As the situation in Eastern Ukraine deteriorates, eyes turn to Washington.

No end to conflict

The period over Christmas has seen no let up in the relentless war of attrition in Eastern Ukraine, with attacks launched on Ukrainian forces even on Christmas Day. 

Anyone who follows the daily reports from the Organisation for Security and Co-operation in Europe (OSCE) Special Monitoring Mission will see that the reports appear to be getting longer, even as the casualties are significantly less than at many other times during the last year.

However, many instances are recorded of explosions and exchanges of fire which result in a continuing stream of wounded Ukrainian soldiers – three in the last 24 hours alone. 
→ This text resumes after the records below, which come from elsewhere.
PR #270, opened 2015-06-09
multiple-issues-and-bug-fix

wlbragg:
onox, I think this is what you wanted. I added the following properties,

/environment/aircraft-effects/cabinairtempC
/environment/aircraft-effects/surfacetempC
/environment/aircraft-effects/cabinairdewpointC

If you only need cabinairtempC, you can delete the rest.

When I add  these new pull request for small changes like this I am using my main repo (master) which may include other pull requests that haven't been merged yet. I just now realized I should probably be using  Juanvvc/master, make a branch, and new stuff, push new branch, switch back to Juanvvc/master and do again with different new stuff. That way I could be pushing small single issue changes instead of building on like I am. Then I could also have another local branch that has all my combined changes in them.
Oh well, I'm still figuring this stuff out. I've learned a ton of stuff in many areas because of this project. It has been a wonderful exercise.


wlbragg:
Also in this PR is bypass damage_loop if recorder is true, see Bug 237 #266

Nasal/physics.nas
```diff
@@ -562,6 +571,9 @@ var poll_gear_delay = func
 
 var physics_loop = func
 {
+	var nasalInit = setlistener("/sim/freeze/replay-state", func{
```
onox: This doesn't look right. You're creating a listener during every iteration of the loop. What I meant is something like this:

```javascript
setlistener("/sim/freeze/replay-state", func (n) {
    if (n.getBoolValue()) {
        physics_loop_timer.stop();
    }
    else {
        physics_loop_timer.start();
    }
});
```

wlbragg:
Your right, that was dumb. 
But instead of using a listener at all, how about
if(getprop("/sim/freeze/replay-state")) return;

Because do we want to stop the entire physics loop or just the check_damage?

wlbragg:
OK, we ready to merge this?

onox:
Let me check for a minute.

onox:
@wlbragg Could you fix `Nasal/weather.nas`?

onox:
See the comments https://github.com/Juanvvc/c172p-detailed/pull/270#commitcomment-11595914

onox:
51d612f is ok :+1:

wlbragg:
I missed your comment above, "Nasal/weather.nas See #270 (comment)."

"So what you need to do is add at the top of the loop:
var cabinairtempC = getprop("/environment/aircraft-effects/cabinairtempC");
var surfacetempC = getprop("/environment/aircraft-effects/surfacetempC");
var cabinairdewpointC = getprop("/environment/aircraft-effects/cabinairdewpointC");"

Problem with this is then we never start the aircraft with outside temp and dewpoint. Say it was the first time you enter the aircraft in the morning and it is -10C, currently I load cabinairtempC with environment/temperature-degc and we have to defrost the windows before we can fly.

"At the bottom of the loop I think it's only necessary to do the setprop()'s if /sim/freeze/replay-state is false."
That is where and why I store nasal to props for recorder to use at the bottom.
setprop("/environment/aircraft-effects/cabinairtempC", cabinairtempC);
setprop("/environment/aircraft-effects/surfacetempC", surfacetempC);
setprop("/environment/aircraft-effects/cabinairdewpointC", cabinairdewpointC);
If recorder kicks in then these are set.
Am I missing something, or not understanding?

wlbragg:
OK, check it out and merge if ready.

onox:
It's not useful to call `setprop()` to store the variables if you don't read them at the beginning of the loop function and use them in your calculation.

I think your problem can be solved if you make sure you read `/environment/temperature-degc` and store it in the property?

onox:
Oh wait, you're already doing that when you call `initNode`.

onox:
Shall I just add a commit that shows what I mean? You can always do `git revert <commit ID>` later to revert my commit if necessary :stuck_out_tongue_winking_eye:

wlbragg:
I think your replying to something I deleted, I was confusing the new props for the ones I use to set the initial state of the internal cabin conditions. So I think you had it right in the first place. But i have an error, give me a second, I think it is because I try to use the new props before they are defined.

wlbragg:
OK check that out, I think this meets you criteria and mine.

onox:
I'll commit one small fix on top of your commits.

onox:
I have added the commit.

wlbragg:
OK, look DONE!

onox:
Nice, I'll update bug-237 to record the properties.

wlbragg:
:+1:

PR #1555, opened 2025-08-03
update pitch moment by flaps

ysopflying:
Based on a quasi-2D vortex lattice calculation, giving the expected pitch up moment when setting flaps on downwind.
Double-check welcome.


wlbragg:
@dany93 are you still around? If so please review and possibly advise. Anyone else want to comment on this, would be welcome! I'd like to give this a week and see if there are any responses. Also I will test myself. @ysopflying is there a target date for the 2024.1.2 release?

wkitty42:
On 8/3/25 1:57 PM, wlbragg wrote:
> *wlbragg* left a comment (c172p-team/c172p#1555) 
> <https://github.com/c172p-team/c172p/pull/1555#issuecomment-3148602488>
> 
> @ysopflying <https://github.com/ysopflying> is there a target date for 
> the 2024.1.2 release?

i think there's an 2024.1.2-rc5 now? in testing but getting close for release... 
maybe can get c172p merged for it or next RC and eventually GA?

dany93:
Hi @wlbragg,

Sorry, my wife is hospitalized.

And I even don't know if I could use my current (old) FG next version to test it, I'm still with Linux Mint 20. I cannot update FG next.

Sorry.

Anyway (see the issue from feb 2025, and another one that I don't remember when) I have in mind that people doesn't seem to agree on this behaviour for the C172. For me, I totally ignore the real one. Only a C172 pilot can say it. Calculations are not a absolute reference.

The only thing which is sure is that flaps down increase lift. The immediate effect is to be confirmed.

ysopflying:
@dany93 Thanks for weighting in. Hopefully your wife gets well soon! More important than this stuff here.

If inclined to do so you can try the modification on the simple FDM testbed https://github.com/ysopflying/c172r, which has the new cm_flap.

Here there are minimum 3 steps of validation, which can be taken. Presumably not all details on this platform due to bots. More over the week.

dany93:
> The change refines a bit by also adding an influence of alpha on cmdf. On downwind leg you have an alpha of 3-5deg, so with the change cmdf is positive=nose up instead of the previous nose down. This is the "initial" behavior of the aircraft just when the flaps are set.

Please help me, I don't understand well.
Looking at tour cmdf table.
Between 0 and 4 deg flaps, 0 to 10 deg alpha, cmdf is negative. Which means a nose down moment. Am I correct ?

At highest values for flaps and alpha, cmdf positive = nose up.

ysopflying:
Alphas are in the columns, so cmdf positive at all alphas greater than 6.

An evening of research later: Difficult to find consistent data for this matter, so little possibility to validate own work. Certainly more progress on the weekend.

In one pilot's report it is said, that 100kts clean requires same trim as 70kts flap 10 on the C172. If no better solution, I could replicate this.

Seeing past discussion on this I am sorry to bring this up again, but there are various indications, that it should be nose up. Maybe it is worth doing some stick time on the C172.

dany93:
@ysopflying wrote
> Alphas are in the columns, so cmdf positive at all alphas greater than 6.

Sorry, thank you. I didn't look closely enough at the rows and columns. After all this time without practicing JSBsim...

dany93:
@ysopflying wrote
> Actually there are different effects like the shift of lift vector backwards due to the location of the flaps at trailing edge, added drag above centre of gravity and most importantly change of downwash on the horizontal stabilizer.

Very interesting summary.

Drag, and particularly change of downwash on the horizontal stabilizer, would be in favor of pitch up moment with flaps.

ysopflying:
That's why in principle two approaches are being taken:
- validation by calculations
- replicating know operation points (which can exclude the lift factor)

Pilot reporting is a bit questionable, but the indications between the lines are clear.
Let's put it like this: Almost everybody is driving a car, but this does not make everybody an expert of four-wheel-dynamics.

Currently some success on the calculation part. It is quite a larger operation, and it might be, that it just ends with tuning to meet the operation points.

ysopflying:
Progress thanks to our friendly FGFS community we have both qualitative confirmation of a positive pitch moment flap increment and video evidence.

https://youtu.be/hnV4JIsr0a0

Watch the brighter knobs on the yoke shaft relative to frame to assess elevator deflection.

1:02:03 95kts straight, level and trimmed
1:02:45 flaps 10 set
1:02:47 nose goes up
1:02:49 yoke goes forward
1:03:09 abt. 80kts same yoke position as in 95kts clean
1:04:02 abt. 60kts, flaps30, same yoke position

So there are three operation points with same elevator deflection, allowing to find a new cm_df.
A possible candidate is:
```
<independentVar>fcs/flap-pos-deg</independentVar>
                        <tableData>
                             0.0000      0.0000
                            10.0000    0.001
                            20.0000    0.002
                            30.0000    0.003
                        </tableData>
```
                        
I'll refine those and change the PR accordingly.

dany93:
@ysopflying wrote
> 1:03:09 abt. 80kts same yoke position as in 95kts clean
1:04:02 abt. 60kts, flaps30, same yoke position

How can we we have information about pitch trim adjustment during the procedure?

ysopflying:
> @ysopflying wrote
>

Landmines are not being cleared as quickly as the OSCE would expect, and there is some suspicion that the Russian-backed separatists are using this as a pretext for not allowing the OSCE access to certain areas.

In early January, the Minister of Foreign Affairs of Ukraine Pavlo Klimkin, and the new OSCE Chairman, Federal Minister for Europe, Integration and Foreign Affairs of Austria Sebastian Kurz carried out a working visit to Donetsk.

While the visit was primarily one of familiarisation for Kurz, one of the topics of discussion was the potential deployment of armed OSCE police mission in certain areas of Donetsk and Luhansk regions, to strengthen the capacity of the Special OSCE monitoring mission in Ukraine to implement effective monitoring and verification of the implementation of the Minsk agreements.

Continued UK support

In the meantime, a bright spot has been the UK’s renewed commitment to the sovereignty of Ukraine.

In December, the Defence Secretary, Sir Michael Fallon announced that the UK training programme for the Ukrainian Armed Forces (UAF) will be extended for another year. 

He confirmed that British personnel will now be deployed in the country until early 2018, continuing to provide defensive training to the UAF.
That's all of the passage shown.